Spaced in a dazzling setting housed in a totem pole gallery at the Canadian Museum of History in Gatineau, Que., The party’s top five leaders clashed for the third and final debate, and only one in English, of this 36-day journey. . federal election campaign.

The debate excluded the leader of the Popular Party, Maxime Bernier, but about 200 of his supporters gathered outside when the leaders arrived.

Hours before it began, Quebec Prime Minister François Legault dropped a bomb in the federal campaign, the only provincial prime minister to launch such a devastating attack on incumbent Trudeau.

Legault rallied the Liberals, the NDP and the Greens, saying it is “worrying” that all three parties threaten Quebec’s ability to run its own affairs, and said Trudeau’s “meddling” approach “scares me.”

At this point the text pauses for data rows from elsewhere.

PR #148, opened 2022-12-13
AA85 check verificationGas

drortirosh:
check verificationGas on all operations (create, validate, paymaster)
report descriptive error on out-of-gas in validateUserOp, validatePaymasterUserOp


test/entrypoint.test.ts
```diff
@@ -265,12 +277,22 @@ describe('EntryPoint', function () {
...
     })
 
+    it('should report failure on insufficient verificationGas (OOG) for creation', async () => {
+      const op1 = await fillAndSign({
+        initCode: getAccountInitCode(accountOwner1.address, simpleAccountFactory),
+        sender: '0x'.padEnd(42, '1'),
+        verificationGasLimit: 1e5
+      }, accountOwner1, entryPoint)
+      await expect(entryPoint.callStatic.simulateValidation(op1, { gasLimit: 1e6 }))
+        .to.revertedWith('AA11 initCode failed')
```
shahafn: How do we actually assert that this reverts on OOG? this is a catch-all kind of message that doesn't really check insufficient verificationGasLimit, i.e. the test will falsely pass when failing on any other reason it seems.

test/entrypoint.test.ts
```diff
@@ -441,6 +463,15 @@ describe('EntryPoint', function () {
...
         await calcGasUsage(rcpt, entryPoint, beneficiaryAddress)
       })
+
+      it('should report failure on insufficient verificationGas after creation', async () => {
+        const op1 = await fillAndSign({
+          sender: account.address,
+          verificationGasLimit: 10000
+        }, accountOwner, entryPoint)
+        await expect(entryPoint.callStatic.simulateValidation(op1))
+          .to.revertedWith('AA23 reverted (or OOG)')
```
shahafn, line 494: Same issue as above it seems

test/entrypoint.test.ts
drortirosh: right. but the same initCode succeeds if gas is enough. EVM code doesn't give you a good way to detect OOG compared to other revert reasons, and I don't want to calculate (fixing revert string to "say failed or OOG", like other items.

shahafn (approved):

PR #149, opened 2022-12-14
AA-74: sample account cleanup part 1 - using ERC1967Proxy instead of instance

forshtat:


contracts/samples/SimpleAccountFactory.sol
```diff
@@ -1,15 +1,23 @@
...
 /**
  * A sample factory contract for SimpleAccount
  * A UserOperations "initCode" holds the address of the factory, and a method call (to createAccount, in this sample factory).
  * The factory's createAccount returns the target account address even if it is already installed.
  * This way, the entryPoint.getSenderAddress() can be called either before or after the account is created.
  */
 contract SimpleAccountFactory {
+    address private immutable accountImplementation;
+
+    constructor(address _accountImplementation){
```
drortirosh: do we need the factory to get the impl object?
it is tied to a specific implementation (or at least, specific signature for initialize function)
this makes the factory class reusable (because a new instance is needed for every implementation anyway)
I think its simpler to have the implementation constructed internally
the constructor parameter you will have is entryPoint, since the implementation is created for specific EP

contracts/samples/SimpleAccountFactory.sol
```diff
@@ -23,16 +31,22 @@ contract SimpleAccountFactory {
         if (codeSize > 0) {
             return SimpleAccount(payable(addr));
         }
-        ret = new SimpleAccount{salt : bytes32(salt)}(entryPoint, owner);
+        ret = SimpleAccount(payable(new ERC1967Proxy{salt : bytes32(salt)}(
+                accountImplementation,
+                abi.encodeWithSelector(SimpleAccount.initialize.selector, entryPoint, owner)
```
drortirosh: I prever abi.encodeCall - type-safe, and slightly shorter (no ".selector")

contracts/samples/SimpleAccount.sol
```diff
@@ -31,16 +35,11 @@ contract SimpleAccount is BaseAccount {
 
     IEntryPoint private _entryPoint;
```
drortirosh: the idea was that entryPoint is immutable (and requires "setImplementation" ) to replace.

contracts/samples/SimpleAccount.sol
```diff
@@ -80,9 +79,14 @@ contract SimpleAccount is BaseAccount {
...
      */
-    function _updateEntryPoint(address newEntryPoint) internal override {
-        emit EntryPointChanged(address(_entryPoint), newEntryPoint);
-        _entryPoint = IEntryPoint(payable(newEntryPoint));
+    function initialize(IEntryPoint anEntryPoint, address anOwner) public virtual initializer {
+        _initialize(anEntryPoint, anOwner);
+    }
+
+    function _initialize(IEntryPoint anEntryPoint, address anOwner) internal virtual {
+        _entryPoint = anEntryPoint;
```
drortirosh: initializer function can only be called once - even when replacing implementation.
This means that your wallet can't change neither its entryPoint nor its owner.
Please add samples on how to use your wallet to change owner and entryPoint

drortirosh: I think that:
- entryPoint should be immutable member of the impl.
- the factory should have a method getImpl(entryPoint),  (and a hash of impl by entryPoint)
- this also means factory calls "new Impl" by itself, and doesn't receive it as constructor param.
- anyone can call addImpl() to create a new entry (whoever calls it pays for the gas to add it to the hash. its not "official" or "endorsed" entryPonit)
- setEntryPoint in SimpleAccount can be implemented as
    setImplementation(factory.getImpl(newEntryPoint))
   (this means that implementation has 2 immutable members (and constructor params): factory and entrypoint. the factory is interface, since you can't make circular reference to the class that creates you.

contracts/samples/SimpleAccountFactory.sol
forshtat: We can have:
1) both `implementation` and `entrypoint` be immutable members of the factory
2) one of the addresses be immutable members of the factory (i.e. same for all created proxies) and the other be configurable in constructor
3) all parameters be configurable in constructor

I have judged that the FACTORY creates instances of the same ACCOUNT, therefore the implementation used cannot be configurable. 

The other sane alternative is a FACTORY that creates ANY kind of proxy account.

Having a Factory that deploys proxies with an arbitrary implementation but immutable `EntryPoint` does not seem valid to me.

It wasn’t an outright endorsement of O’Toole, but Legault praised it. “It is up to Quebecers to choose,” Legault said, saying that “the three parties, the Liberal Party, the NDP and the Green Party, want to give us less autonomy. That seems dangerous to me. “

The televised clashes have the potential to shift public opinion, just as party strategists believe Canadians are tuning in to the election campaign, with only 10 days to go before Election Day.

In 2019, the federal debating commission said that more than 14 million people had watched the English debate and about 5 million the French one.